Task item —
The reply must consist of the entire listing, reproduced exactly.

Records shown —

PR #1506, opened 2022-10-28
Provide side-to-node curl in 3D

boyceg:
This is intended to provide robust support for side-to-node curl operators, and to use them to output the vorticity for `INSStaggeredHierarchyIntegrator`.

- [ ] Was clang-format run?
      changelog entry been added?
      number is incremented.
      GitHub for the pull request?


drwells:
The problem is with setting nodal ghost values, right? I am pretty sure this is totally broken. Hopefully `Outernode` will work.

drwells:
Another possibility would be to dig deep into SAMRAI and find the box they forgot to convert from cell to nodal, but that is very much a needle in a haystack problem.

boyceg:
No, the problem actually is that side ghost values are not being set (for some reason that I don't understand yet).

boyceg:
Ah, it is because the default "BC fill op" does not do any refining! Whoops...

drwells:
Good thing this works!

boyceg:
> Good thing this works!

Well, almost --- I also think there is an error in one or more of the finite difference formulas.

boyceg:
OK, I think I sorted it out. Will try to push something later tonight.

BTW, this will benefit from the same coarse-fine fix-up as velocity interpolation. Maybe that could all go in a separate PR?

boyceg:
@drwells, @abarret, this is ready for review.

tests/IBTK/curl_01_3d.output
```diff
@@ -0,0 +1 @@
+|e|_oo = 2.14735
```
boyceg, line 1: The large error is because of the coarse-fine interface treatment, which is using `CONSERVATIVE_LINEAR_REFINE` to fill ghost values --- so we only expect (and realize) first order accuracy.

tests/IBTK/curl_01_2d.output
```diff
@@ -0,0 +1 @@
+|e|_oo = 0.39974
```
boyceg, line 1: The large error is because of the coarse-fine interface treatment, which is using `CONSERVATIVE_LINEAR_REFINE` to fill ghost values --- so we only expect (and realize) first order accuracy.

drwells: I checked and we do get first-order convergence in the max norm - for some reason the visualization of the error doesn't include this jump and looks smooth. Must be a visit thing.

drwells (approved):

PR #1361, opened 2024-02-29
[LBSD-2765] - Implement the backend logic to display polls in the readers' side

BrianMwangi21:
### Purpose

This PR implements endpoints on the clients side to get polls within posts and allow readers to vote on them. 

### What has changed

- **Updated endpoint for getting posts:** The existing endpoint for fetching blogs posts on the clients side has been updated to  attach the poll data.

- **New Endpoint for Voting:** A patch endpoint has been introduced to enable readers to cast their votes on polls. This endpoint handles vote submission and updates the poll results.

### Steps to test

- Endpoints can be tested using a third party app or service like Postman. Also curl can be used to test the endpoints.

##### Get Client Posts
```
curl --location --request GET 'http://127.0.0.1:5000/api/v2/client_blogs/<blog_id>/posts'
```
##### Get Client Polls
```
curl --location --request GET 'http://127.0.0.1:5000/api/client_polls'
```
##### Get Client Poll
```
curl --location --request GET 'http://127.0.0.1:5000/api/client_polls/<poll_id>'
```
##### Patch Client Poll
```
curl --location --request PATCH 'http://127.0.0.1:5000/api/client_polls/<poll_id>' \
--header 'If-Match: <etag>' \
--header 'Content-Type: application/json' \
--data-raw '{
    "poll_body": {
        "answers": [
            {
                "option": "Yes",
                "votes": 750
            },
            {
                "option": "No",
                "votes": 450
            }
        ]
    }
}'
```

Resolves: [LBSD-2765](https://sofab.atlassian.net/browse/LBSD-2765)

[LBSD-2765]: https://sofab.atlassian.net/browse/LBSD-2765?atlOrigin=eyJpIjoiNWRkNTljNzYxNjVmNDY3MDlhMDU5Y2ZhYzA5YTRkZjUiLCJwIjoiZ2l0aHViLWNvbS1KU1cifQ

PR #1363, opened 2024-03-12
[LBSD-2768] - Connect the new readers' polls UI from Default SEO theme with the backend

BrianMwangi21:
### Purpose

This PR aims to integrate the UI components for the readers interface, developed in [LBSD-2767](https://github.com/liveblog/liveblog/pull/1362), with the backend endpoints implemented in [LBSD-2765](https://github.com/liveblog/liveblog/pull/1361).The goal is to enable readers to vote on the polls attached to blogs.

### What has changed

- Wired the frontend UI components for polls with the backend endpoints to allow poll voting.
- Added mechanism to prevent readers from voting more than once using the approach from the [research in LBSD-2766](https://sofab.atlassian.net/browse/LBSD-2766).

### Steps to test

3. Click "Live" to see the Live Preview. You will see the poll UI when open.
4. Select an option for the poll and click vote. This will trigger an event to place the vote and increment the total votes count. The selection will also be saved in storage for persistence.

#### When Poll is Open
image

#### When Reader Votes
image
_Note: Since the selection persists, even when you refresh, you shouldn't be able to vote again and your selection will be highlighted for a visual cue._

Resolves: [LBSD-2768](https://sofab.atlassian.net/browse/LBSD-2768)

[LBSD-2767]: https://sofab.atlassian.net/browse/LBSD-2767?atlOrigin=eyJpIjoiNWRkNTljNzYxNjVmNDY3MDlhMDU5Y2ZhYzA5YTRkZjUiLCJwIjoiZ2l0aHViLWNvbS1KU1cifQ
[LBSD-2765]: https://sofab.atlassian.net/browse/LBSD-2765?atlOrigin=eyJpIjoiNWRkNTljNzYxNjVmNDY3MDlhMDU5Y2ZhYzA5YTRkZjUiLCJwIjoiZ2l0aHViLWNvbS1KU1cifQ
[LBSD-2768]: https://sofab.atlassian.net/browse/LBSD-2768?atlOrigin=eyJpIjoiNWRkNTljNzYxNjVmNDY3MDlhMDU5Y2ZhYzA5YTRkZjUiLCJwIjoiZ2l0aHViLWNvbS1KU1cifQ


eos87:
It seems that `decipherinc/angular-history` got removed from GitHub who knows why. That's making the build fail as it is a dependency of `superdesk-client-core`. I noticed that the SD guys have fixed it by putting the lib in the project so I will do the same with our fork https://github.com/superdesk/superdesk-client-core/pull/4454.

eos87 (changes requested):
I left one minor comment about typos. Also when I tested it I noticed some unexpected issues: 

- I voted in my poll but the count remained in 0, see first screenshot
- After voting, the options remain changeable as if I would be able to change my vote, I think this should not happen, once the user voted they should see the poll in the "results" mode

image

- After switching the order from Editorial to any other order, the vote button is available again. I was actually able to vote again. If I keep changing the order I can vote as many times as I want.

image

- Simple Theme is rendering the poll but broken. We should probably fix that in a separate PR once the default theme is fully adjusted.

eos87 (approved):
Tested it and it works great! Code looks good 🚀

Answer space —
PR #1506, opened 2022-10-28
Provide side-to-node curl in 3D

boyceg:
This is intended to provide robust support for side-to-node curl operators, and to use them to output the vorticity for `INSStaggeredHierarchyIntegrator`.

- [ ] Was clang-format run?
      changelog entry been added?
      number is incremented.
      GitHub for the pull request?


drwells:
The problem is with setting nodal ghost values, right? I am pretty sure this is totally broken. Hopefully `Outernode` will work.

drwells:
Another possibility would be to dig deep into SAMRAI and find the box they forgot to convert from cell to nodal, but that is very much a needle in a haystack problem.

boyceg:
No, the problem actually is that side ghost values are not being set (for some reason that I don't understand yet).

boyceg:
Ah, it is because the default "BC fill op" does not do any refining! Whoops...

drwells:
Good thing this works!

boyceg:
> Good thing this works!

Well, almost --- I also think there is an error in one or more of the finite difference formulas.

boyceg:
OK, I think I sorted it out. Will try to push something later tonight.

BTW, this will benefit from the same coarse-fine fix-up as velocity interpolation. Maybe that could all go in a separate PR?

boyceg:
@drwells, @abarret, this is ready for review.

tests/IBTK/curl_01_3d.output
```diff
@@ -0,0 +1 @@
+|e|_oo = 2.14735
```
boyceg, line 1: The large error is because of the coarse-fine interface treatment, which is using `CONSERVATIVE_LINEAR_REFINE` to fill ghost values --- so we only expect (and realize) first order accuracy.

tests/IBTK/curl_01_2d.output
```diff
@@ -0,0 +1 @@
+|e|_oo = 0.39974
```
boyceg, line 1: The large error is because of the coarse-fine interface treatment, which is using `CONSERVATIVE_LINEAR_REFINE` to fill ghost values --- so we only expect (and realize) first order accuracy.

drwells: I checked and we do get first-order convergence in the max norm - for some reason the visualization of the error doesn't include this jump and looks smooth. Must be a visit thing.

drwells (approved):

PR #1361, opened 2024-02-29
[LBSD-2765] - Implement the backend logic to display polls in the readers' side

BrianMwangi21:
### Purpose

This PR implements endpoints on the clients side to get polls within posts and allow readers to vote on them. 

### What has changed

- **Updated endpoint for getting posts:** The existing endpoint for fetching blogs posts on the clients side has been updated to  attach the poll data.

- **New Endpoint for Voting:** A patch endpoint has been introduced to enable readers to cast their votes on polls. This endpoint handles vote submission and updates the poll results.

### Steps to test

- Endpoints can be tested using a third party app or service like Postman. Also curl can be used to test the endpoints.

##### Get Client Posts
```
curl --location --request GET 'http://127.0.0.1:5000/api/v2/client_blogs/<blog_id>/posts'
```
##### Get Client Polls
```
curl --location --request GET 'http://127.0.0.1:5000/api/client_polls'
```
##### Get Client Poll
```
curl --location --request GET 'http://127.0.0.1:5000/api/client_polls/<poll_id>'
```
##### Patch Client Poll
```
curl --location --request PATCH 'http://127.0.0.1:5000/api/client_polls/<poll_id>' \
--header 'If-Match: <etag>' \
--header 'Content-Type: application/json' \
--data-raw '{
    "poll_body": {
        "answers": [
            {
                "option": "Yes",
                "votes": 750
            },
            {
                "option": "No",
                "votes": 450
            }
        ]
    }
}'
```

Resolves: [LBSD-2765](https://sofab.atlassian.net/browse/LBSD-2765)

[LBSD-2765]: https://sofab.atlassian.net/browse/LBSD-2765?atlOrigin=eyJpIjoiNWRkNTljNzYxNjVmNDY3MDlhMDU5Y2ZhYzA5YTRkZjUiLCJwIjoiZ2l0aHViLWNvbS1KU1cifQ

PR #1363, opened 2024-03-12
[LBSD-2768] - Connect the new readers' polls UI from Default SEO theme with the backend

BrianMwangi21:
### Purpose

This PR aims to integrate the UI components for the readers interface, developed in [LBSD-2767](https://github.com/liveblog/liveblog/pull/1362), with the backend endpoints implemented in [LBSD-2765](https://github.com/liveblog/liveblog/pull/1361).The goal is to enable readers to vote on the polls attached to blogs.

### What has changed

- Wired the frontend UI components for polls with the backend endpoints to allow poll voting.
- Added mechanism to prevent readers from voting more than once using the approach from the [research in LBSD-2766](https://sofab.atlassian.net/browse/LBSD-2766).

### Steps to test

3. Click "Live" to see the Live Preview. You will see the poll UI when open.
4. Select an option for the poll and click vote. This will trigger an event to place the vote and increment the total votes count. The selection will also be saved in storage for persistence.

#### When Poll is Open
image

#### When Reader Votes
image
_Note: Since the selection persists, even when you refresh, you shouldn't be able to vote again and your selection will be highlighted for a visual cue._

Resolves: [LBSD-2768](https://sofab.atlassian.net/browse/LBSD-2768)

[LBSD-2767]: https://sofab.atlassian.net/browse/LBSD-2767?atlOrigin=eyJpIjoiNWRkNTljNzYxNjVmNDY3MDlhMDU5Y2ZhYzA5YTRkZjUiLCJwIjoiZ2l0aHViLWNvbS1KU1cifQ
[LBSD-2765]: https://sofab.atlassian.net/browse/LBSD-2765?atlOrigin=eyJpIjoiNWRkNTljNzYxNjVmNDY3MDlhMDU5Y2ZhYzA5YTRkZjUiLCJwIjoiZ2l0aHViLWNvbS1KU1cifQ
[LBSD-2768]: https://sofab.atlassian.net/browse/LBSD-2768?atlOrigin=eyJpIjoiNWRkNTljNzYxNjVmNDY3MDlhMDU5Y2ZhYzA5YTRkZjUiLCJwIjoiZ2l0aHViLWNvbS1KU1cifQ


eos87:
It seems that `decipherinc/angular-history` got removed from GitHub who knows why. That's making the build fail as it is a dependency of `superdesk-client-core`. I noticed that the SD guys have fixed it by putting the lib in the project so I will do the same with our fork https://github.com/superdesk/superdesk-client-core/pull/4454.

eos87 (changes requested):
I left one minor comment about typos. Also when I tested it I noticed some unexpected issues: 

- I voted in my poll but the count remained in 0, see first screenshot
- After voting, the options remain changeable as if I would be able to change my vote, I think this should not happen, once the user voted they should see the poll in the "results" mode

image

- After switching the order from Editorial to any other order, the vote button is available again. I was actually able to vote again. If I keep changing the order I can vote as many times as I want.

image

- Simple Theme is rendering the poll but broken. We should probably fix that in a separate PR once the default theme is fully adjusted.

eos87 (approved):
Tested it and it works great! Code looks good 🚀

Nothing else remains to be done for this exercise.